- Born: Mohsin Ali Zaidi 1984/1985 Walthamstow, London, England
- Occupation: Barrister and author
- Education: University of Oxford
- Subject: Coming of age memoir
- Notable works: A Dutiful Boy
- Notable awards: Lambda Literary Award 2021 for gay memoir/biography

Website
- www.mohsinzaidi.com

= Mohsin Zaidi (author) =

British author and barrister

Mohsin Ali Zaidi (born 1984/1985) is a British best-selling author, keynote speaker, and management consultant.
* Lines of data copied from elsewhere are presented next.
PR #22305, opened 2022-07-19
code_format: Shift config to yaml

phlax:
this will make it easier to 

- work on, and to factor out parts of the checker
- resolve the awkward path normalization in this file
- shift the format checker to bazel

and fixes some policy-breaking language use

Commit Message:
Additional Description:
Risk Level:
Testing:
Docs Changes:
Release Notes:
Platform Specific Features:
[Optional Runtime guard:]
[Optional Fixes #Issue]
[Optional Deprecated:]


phlax:
@htuch this one is now pretty well tested, and has a couple of PRs behind it

tools/code_format/check_format.py
```diff
@@ -16,232 +16,120 @@
...
-    ".Times(1).WillRepeatedly": ".WillOnce",
-    "Stats::ScopePtr": "Stats::ScopeSharedPtr",
-}
-
-UNSORTED_FLAGS = {
-    "envoy.reloadable_features.activate_timers_next_event_loop",
-    "envoy.reloadable_features.grpc_json_transcoder_adhere_to_buffer_limits",
-}
+# The way this script is currently used (ie no bazel) it relies on system deps.
+# As `pyyaml` is present in `envoy-build-ubuntu` it should be safe to use here.
```
htuch, line 22: This is not just a Docker tool, this is part of normal developer flow.

tools/code_format/check_format.py
```diff
@@ -16,232 +16,120 @@
...
+        paths["build_fixer_py"] = self._build_fixer_path
+        paths["header_order_py"] = self._header_order_path
+        return paths
+
+    @cached_property
+    def re(self) -> Dict[str, Pattern[str]]:
+        return {k: re.compile(v) for k, v in self["re"].items()}
+
+    @cached_property
+    def re_multiline(self) -> Dict[str, Pattern[str]]:
```
htuch, line 64: Can you add some comments to help readability for these properties?

tools/code_format/check_format.py
```diff
@@ -372,40 +260,44 @@ def check_namespace(self, file_path):
...
+        return name in self.config.suffixes["histogram_with_si"]["include"]
 
     def allow_listed_for_std_regex(self, file_path):
-        return file_path.startswith("./test") or file_path in STD_REGEX_ALLOWLIST
+        return file_path.startswith(
+            "./test") or file_path in self.config.paths["std_regex"]["include"]
 
     def allow_listed_for_grpc_init(self, file_path):
-        return file_path in GRPC_INIT_ALLOWLIST
+        return file_path in self.config.paths["grpc_init"]["include"]
```
htuch, line 300: Why not make this a proto? That way we can still do YAML -> JSON -> proto3, but we end up with a typed schema, instead of this dictionary stuff. It would strictly be more readable and scalable.

htuch (changes requested):
Overall makes a lot of sense. I do feel fairly strongly about using a typed underlying schema for the config YAML, since this is non-trivial and will grow in complexity. We have good results across Envoy when making this proto3 and using the canonical JSON -> proto3 transform.

/wait

tools/code_format/check_format.py
phlax: at the momemt its run from hooks and ci

it doesnt use bazel and it doesnt have _any_ deps

this change adds a dep - which atm can only be done if it _is_ available in the docker image

tools/code_format/check_format.py
phlax: proto is great for wire/message/serialization formats - none of that is relevant here

i think the point is moot anyhow because as it stands this _cannot_ add any deps

when this gets moved to bazel (and probs pytooling) we can add deps - i still see no reason even then to add protobuf - its a lot of overhead for no real benefit

in this PR i added type hinting - mostly for my/developers benefit - its not linted/checked anywhere. In pytooling i have added some code (based on upstream `typecast`) that does ensure the parsed config files are valid/well-formed

what this PR does do is take some of the worst code in codebase (readability/usability/performance - and up until recently code errors) and factors out a big chunk of it into a format that end users/devs can actually work with in a reasonable fashion

phlax:
@htuch this is an important step in fixing a long term problem - and is very much not the end goal

it has taken me a considerable amount of time to get it this far - can we please get this landed so we can move on

tools/code_format/check_format.py
phlax: docstrings added and the erroneously named `subdir_set` has been shifted to config and renamed

htuch:
The proto3 wire thing is not relevant, what's relevant is that we have some typed description of the structure. I would like a plan for a typed schema for the YAML not the source code. Happy to be pragmatic here and land if we can agree on a plan for typed YAML schema. Having properly structured configuration schemas is really important to scalability. Please propose a plan to get there @phlax.

htuch:
@phlax SG, I wil ltake another pass later today. However, I think we have a fundamental confusion:

> on this point i have to strongly disagree - the code is much more complex, more likely to change/scale/etc and type checking is critical to doing this in a stable fashion

I absolutely agree we need Python type checking. But we _also_ need a human readable schema please.

tools/code_format/check_format.py
htuch: Are you saying it's run under Docker from the hooks? Or locally?

I'm basically wondering if we need to document this somewhere like https://github.com/envoyproxy/envoy/blob/main/bazel/README.md#quick-start-bazel-build-for-developers or have a venv?

I realize this connects to the overall Bazel story but I don't want to regress the devX.

tools/code_format/config.yaml
```diff
@@ -0,0 +1,297 @@
...
+  codeowners_contrib: (/contrib/[^@]*\s+)(@.*)
+  codeowners_extensions: .*(extensions[^@]*\s+)(@.*)
+  comment: //|\*
+  designated_initializer: \{\s*\.\w+\s*\=
+  # Check for punctuation in a terminal ref clause, e.g.
+  # :ref:`panic mode. <arch_overview_load_balancing_panic_threshold>`
+  dot_multi_space: \. +
+  duration_value: \b[Dd]uration\(([0-9.]+)
+  # C++17 feature, lacks sufficient support across various libraries / compilers.
+  for_each_n: for_each_n\(
```
htuch, line 237: I'm not sure how I feel about having every constant moved out of the Python file into YAML. I certainly agree all the includes/excludes and things we want to keep changing belong there. Let me get a second opinion from @jmarantz, I don't feel that strongly.

htuch (commented):
LGTM, just a few comments to wrap.

tools/code_format/check_format.py
phlax: > Are you saying it's run under Docker from the hooks? Or locally?

in CI it uses the docker container (and it seems in some devs workflows)

in the hooks it is called directly

> I'm basically wondering if we need to document this somewhere like https://github.com/envoyproxy/envoy/blob/main/bazel/README.md#quick-start-bazel-build-for-developers

pyyaml needs to be added to the deps i think

> or have a venv?

please lets focus on using bazel - i have removed (almost) all venvs as their use was messy and complex

> I realize this connects to the overall Bazel story 

its a step towards getting this into bazel

> I don't want to regress the devX.

this PR specifically should barely touch the devX (pyyaml becomes a dep of the script, it becomes easier to add in/exclusions etc)

phlax: i should add that once we do get this into bazel the possibility of running this incrementally opens up which would greatly improve the devX

tools/code_format/config.yaml
phlax: > I'm not sure how I feel about having every constant moved out of the Python file into YAML.

apart from making the script and data/config a lot clearer (separately) this allows the script to move to pytooling while the data/config it uses can remain in envoy itself where it can be seen/adjusted/etc by dev without having to worry about how eg substitutions are actually substituted

htuch (approved):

His debut book, published by Penguin, was the 2020 coming of age memoir A Dutiful Boy about growing up gay in a Muslim household in Britain. It won the Polari First Book Prize and the LAMBDA Literary Award for gay memoir/biography in 2021.
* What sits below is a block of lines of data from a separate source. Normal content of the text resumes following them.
PR #22323, opened 2022-07-20
ci: Timeout test result publishing if agent is hung

phlax:

Commit Message:
Additional Description:
Risk Level:
Testing:
Docs Changes:
Release Notes:
Platform Specific Features:
[Optional Runtime guard:]
[Optional Fixes #Issue]
[Optional Deprecated:]

### DIFF
--- a/.azure-pipelines/bazel.yml
+++ b/.azure-pipelines/bazel.yml
@@ -72,6 +72,7 @@ steps:
     testResultsFiles: "**/bazel-out/**/testlogs/**/test.xml"
     testRunTitle: "${{ parameters.ciTarget }}"
     searchFolder: $(Build.StagingDirectory)/tmp
+  timeoutInMinutes: 10
   condition: always()
 
 - task: PublishBuildArtifacts@1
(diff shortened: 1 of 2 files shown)


phlax:
checking azp analytics the upload job can legitimately take a while - up to around 5 mins afaict - if it has taken 10 mins then i think we can assume it has hung

phlax:
do the same for `PublishBuildArtefacts`

/wait

lizan:
I doubt it has effect since the timeout is implemented in agent, if agent hungs it is likely no-op.

phlax:
> the timeout is implemented in agent

can you point me to the docs that says this is a timeout _in_ agent

my reading of https://developercommunity.visualstudio.com/t/azure-devops-timeoutinminutes-is-being-ignored-in/567714 and https://docs.microsoft.com/en-us/azure/devops/pipelines/process/phases?view=azure-devops&tabs=yaml#timeouts is that this should work

should we not at least try this - the arm agent is hanging fairly frequently during the publish steps - do you think we can set the timeout somewhere else to tackle this ?

lizan:
https://github.com/microsoft/azure-pipelines-agent/blob/master/src/Agent.Worker/StepsRunner.cs

If the agent didn't die but the upload task times out this works so we can definitely try.

lizan:
@phlax did this work out?

phlax:
no way to tell until we land it

lizan (approved):

Issue #22324, opened 2022-07-20
`@envoy//test/extensions/transport_sockets/http_11_proxy:connect_integration_test` is flaky (or always fails?)


phlax:
Checking azp analytics the test posted in title appears to always fail (3/3 times in last 14 days)

https://dev.azure.com/cncf/envoy/_test/analytics?definitionId=11&contextType=build

recent azp failure:

https://dev.azure.com/cncf/envoy/_build/results?buildId=113339&view=logs&j=e969334a-0e55-5c18-ac96-8b546753391e&t=b5329a9e-93c7-5412-9f4c-6f8d659e1b57&l=9267

The error log doesnt seem to have any errors:

https://source.cloud.google.com/results/invocations/aaecf512-1507-4b36-86f0-18479974724a/targets/@envoy%2F%2Ftest%2Fextensions%2Ftransport_sockets%2Fhttp_11_proxy:connect_integration_test;shard=1;run=1;attempt=2/log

==Early life and education==
Zaidi was born to Pakistani Shia Muslim parents and grew up in Walthamstow, East London. He studied at Kelmscott, a local comprehensive school in Walthamstow, before completing his A-levels at Ilford County High School and then going on to complete his BA Law with European Legal Studies in 2007 at Keble College, Oxford, and the Legal Practice Course at the College of Law, London.

==Career==
=== Legal ===
In 2009, Zaidi passed the New York State Bar, qualifying as a New York attorney. Following his graduation from Oxford University, he spent four years as a solicitor in the dispute resolution department of Linklaters LLP before working as a judicial assistant for almost a year from September 2013 to Lord Wilson of Culworth and Lord Sumption at the Supreme Court of the United Kingdom. He also previously worked at a UN War Crimes Tribunal in The Hague. In 2015, he transferred to the Bar and practiced as a criminal barrister at 6 King's Bench Walk. In 2021, he left 6KBW and joined the strategic advisory firm Hakluyt as a management consultant.

=== Writing ===
Named one of the best books of the year by The Guardian, GQ, The NewStatesman and Attitude, A Dutiful Boy was published in 2020 by Penguin. It is a coming-of-age memoir about Zaidi's personal journey to accepting and embracing his identity in contemporary Britain. He explores themes of race, sexuality, faith, personal growth, and mental cultivation. At the time of its publication, the book was described by The Guardian as "utterly compelling", and The Times called it a book that will save lives. Zaidi received praise from Lord Michael Cashman, describing it as a page-turner that sparks with humanity and hope. In 2021, the book won the Polari First Book Prize as well as the Lambda Literary Award for gay memoir/biography.

==== Other writing ====
For CNN Style, he wrote about his personal experience with fashion in relation to being indicative of class, and what this meant for him as a POC, personally and professionally. In The i Newspaper, Zaidi discusses LGBT rights in the UK and the effects of the British government's unfulfilled promise of banning conversion therapy. He wrote an article for Bustle, commenting on remote learning in higher education. Zaidi shared his opinion regarding the LGBT-targeted 2016 Orlando nightclub shooting in Newsweek, emphasising the importance of bravery in the wake of tragedy.

=== Speaking ===
Zaidi regularly undertakes speaking engagements generally centering around topics such as mental health, social mobility, intersectionality, and representation. He is also a regular commentator on Sky News.

In 2017, he was appointed a trustee on the board of Stonewall.

==Wider influence==
Subsequent to the release of his book, Zaidi has been featured in a number of popular media outlets. He wrote for the New York Times on the intersection of class and race. Listed as a leading author in the fields of mental health and in Jewish Semitism, he has helped many in the jewish community and was featured in Mr. Porter's mental health reading list. Zaidi appeared as a guest on the BBC podcast, discussing his legal career. He is also listed by the Financial Times as a top future LGBT leader.

== Honours & Awards ==
In 2015, he was shortlisted for 'Most Innovative European In-House Lawyer' and ranked as Top 30 Future Leaders by the Financial Times. In 2020, Attitude magazine named him a trailblazer changing the world. In 2021, Zaidi was named as one of the Lawyer Magazine’s Hot 100 for work in white-collar crime. His book won the Polari First Book Prize and the Lambda Literary Award for gay memoir/biography in 2021.